Shape of a structured array in numpy

I am trying to preallocate an empty array and at the same time defining the data type with a size of 19x5 using the following code:

import numpy as np
arr=np.empty((19,5),dtype=[('a','|S1'),('b', 'f4'),('c', 'i'),('d', 'f4'),('e', 'f4')])

The result is somewhat unexpected, yielding a 19*5*5 array.
However, trying:

arr=np.empty((19,1),dtype=[('a','|S1'),('b', 'f4'),('c', 'i'),('d', 'f4'),('e', 'f4')])

gives the proper length per row (5 fields), which apparently looks like a 1D array.

When I am trying to write this, only this formatting is allowed:

np.savetxt(file, arr, delimiter=',', fmt='%s')

This tells me I am dealing with a single string.
Is there no way to get a 19x5 shaped structured array that is not flattened?

The main problem arises when writing this with savetxt. I want to have a csv file that has all the 5 column values. As this is handled as a string it gives the wrong output.


Typically the fields of a structured array replace the columns of a 2d array. Often people load a csv with genfromtxt and wonder why the result is 1d. As you found you can make a 2d array with a compound dtype, but each element will have multiple values - as specified by the dtype.

Normally you'd initialize that array with a 1d shape, e.g. (19,).

Note that you have to fill values by field or with a list of tuples.

I don't have experience using savetxt with a structured array, and can't run tests on this tablet. But there probably are SO questions that help.

savetxt iterates on an array, and writes fmt%tuple(row), where fmt is built from your input.

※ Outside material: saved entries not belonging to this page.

PR #1083, opened 2026-03-23
feat: add `output.distPath.root` configuration

9aoy:
## Summary

Add the `output.distPath.root` configuration to control the global root directory where rstest places its temporary build outputs.

- **Type:** `string | { root?: string }`
- **Default:** `{ root: 'dist/.rstest-temp' }`

By default, rstest writes its temporary outputs under `dist/.rstest-temp` when they need to be written to disk. This includes the compiled test outputs used by the Node.js test runner, and the browser mode temporary assets such as the generated runner files and virtual manifest.

## Checklist

### DIFF
--- a/website/docs/zh/config/build/output.mdx
+++ b/website/docs/zh/config/build/output.mdx
@@ -147,16 +147,22 @@ export default defineConfig({
 
 用于自定义 CSS Modules 的配置。
 
+## output.cleanDistPath <RsbuildDocBadge path="/config/output/clean-dist-path" text="output.cleanDistPath" />
+
+是否在测试开始前，清空输出目录下的所有测试临时文件。
+
+默认情况下，Rstest 不会将测试临时文件写入磁盘，当你开启 Rstest 产物调试时可能需要此配置项。
+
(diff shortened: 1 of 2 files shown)


website/docs/zh/config/build/output.mdx
```diff
@@ -147,6 +147,36 @@ export default defineConfig({
...
 用于自定义 CSS Modules 的配置。
 
+## output.distPath <RsbuildDocBadge path="/config/output/dist-path" text="output.distPath" />
+
+- **类型：** `string | { root?: string }`
+- **默认值：** `{ root: 'dist/.rstest-temp' }`
+
+控制 rstest 临时构建产物的全局输出根目录。
+
+默认情况下，当 rstest 需要把临时产物写入磁盘时，会输出到 `dist/.rstest-temp`。这包括 Node.js 测试运行时使用的编译产物，也包括 browser mode 下生成的 runner 文件、virtual manifest 等临时资源。
```
fi3ework: do we, i think we only write to disk in debug mode.

PR #1088, opened 2026-03-23
fix(core): pin pool worker node runtime to parent execPath

omarshibli:
## Problem
`rstest` worker pools did not explicitly pin `execPath`, so worker runtime selection could drift based on environment/PATH resolution.
That can cause parent/worker Node-version divergence and runtime-specific failures.

## Root Cause
Both pool creation points relied on implicit process spawning defaults instead of forcing workers to use the parent process’ Node binary.

## Fix
Set `execPath: process.execPath` in both pool constructors:
- Forks pool
- Global setup pool

## Files Changed
- `packages/core/src/pool/forks.ts`
- `packages/core/src/core/globalSetup.ts`
- `packages/core/tests/pool/forksExecPath.test.ts`
- `packages/core/tests/core/globalSetupExecPath.test.ts`

## Verification
1. Added regression tests first to assert both pools pass `execPath: process.execPath`.
2. Confirmed red -> green:
- With fix removed: new tests fail.
- With fix restored: new tests pass.
3. Latest run:
- `pnpm test packages/core/tests/pool/forksExecPath.test.ts packages/core/tests/core/globalSetupExecPath.test.ts`
- Result: `2 passed, 0 failed`.

### DIFF
--- a/packages/core/src/core/globalSetup.ts
+++ b/packages/core/src/core/globalSetup.ts
@@ -22,6 +22,7 @@ const __dirname = dirname(__filename);
 function createSetupPool() {
   const options: Options = {
     runtime: 'child_process',
+    execPath: process.execPath,
     filename: resolve(__dirname, './globalSetupWorker.js'),
     execArgv: [
       ...process.execArgv,
--- a/packages/core/src/pool/forks.ts
+++ b/packages/core/src/pool/forks.ts
@@ -93,6 +93,7 @@ export const createForksPool = (poolOptions: {
 
   const options: Options = {
     runtime: 'child_process',
+    execPath: process.execPath,
     filename: resolve(__dirname, './worker.js'),
     env,
     execArgv,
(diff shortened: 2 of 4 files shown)


fi3ework:
1. **Pre-#1171 (tinypool):** tinypool's `Options` type doesn't declare `execPath`, and tinypool's internal `worker.initialize({...})` forwards a hardcoded option whitelist that excludes `execPath`. The property is dropped before reaching `child_process.fork`. With or without this PR, worker `process.execPath` always equals parent's (verified by spawning Node 20 with PATH-first Node 24 — worker stayed on Node 20 without the fix).
2. **Post-#1171 (current main):** we now call `node:child_process.fork` directly. `fork()`'s `execPath` defaults to `process.execPath` per Node spec, so the same invariant holds.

I'd suggest trying fmt='%s %s. %s. %s %s' - a % format for each field in the dtype. See its docs. Also I don't know if a (19,) array will behave better than a (19,1).

Experiment with formatting elements of your array. They should look like tuples to the formatter. If not try tolist() or tuple(A[0]).

Here's answer that is almost good enough to be a duplicate

 ab = np.zeros(names.size, dtype=[('var1', 'S6'), ('var2', float)])
 np.savetxt('test.txt', ab, fmt="%10s %10.3f")


savetxt can only handle a 1d structured array, because of the tuple formatting.